## Task details
Once you have read the entries below, repeat all of them exactly.

▽

Issue #9282, opened 2022-03-03
InfluxdbWriter chokes on perfdata "U"


joernott:
## Describe the bug

I am getting a lot of  warnings in my icinga2 logs like this:
```
warning/InfluxdbWriter: Ignoring invalid perfdata for checkable 'dev-bas1-pos-v01.sf-rz.de!postgres_patroni_dev_01_tst_longest_query' and command 'check_pgactivity' with value: 'testdb max'=Us;60;90
```
Looking at https://nagios-plugins.org/doc/guidelines.html#AEN200, the value "U" is perfectly legitimate here

## To Reproduce

1. set up a check which will return "U" as value in the performancedata (check_pgactivity works fine with the longest_query)
2. run the check and look into the logs

## Expected behavior
I would love to turn off those warnings in the icinga logs (only for value U) or have InfluxWriter insert something like null instead of failing/complaining.

## Your Environment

△

## Exercise result
Issue #9282, opened 2022-03-03
InfluxdbWriter chokes on perfdata "U"


joernott:
## Describe the bug

I am getting a lot of  warnings in my icinga2 logs like this:
```
warning/InfluxdbWriter: Ignoring invalid perfdata for checkable 'dev-bas1-pos-v01.sf-rz.de!postgres_patroni_dev_01_tst_longest_query' and command 'check_pgactivity' with value: 'testdb max'=Us;60;90
```
Looking at https://nagios-plugins.org/doc/guidelines.html#AEN200, the value "U" is perfectly legitimate here

## To Reproduce

1. set up a check which will return "U" as value in the performancedata (check_pgactivity works fine with the longest_query)
2. run the check and look into the logs

## Expected behavior
I would love to turn off those warnings in the icinga logs (only for value U) or have InfluxWriter insert something like null instead of failing/complaining.

## Your Environment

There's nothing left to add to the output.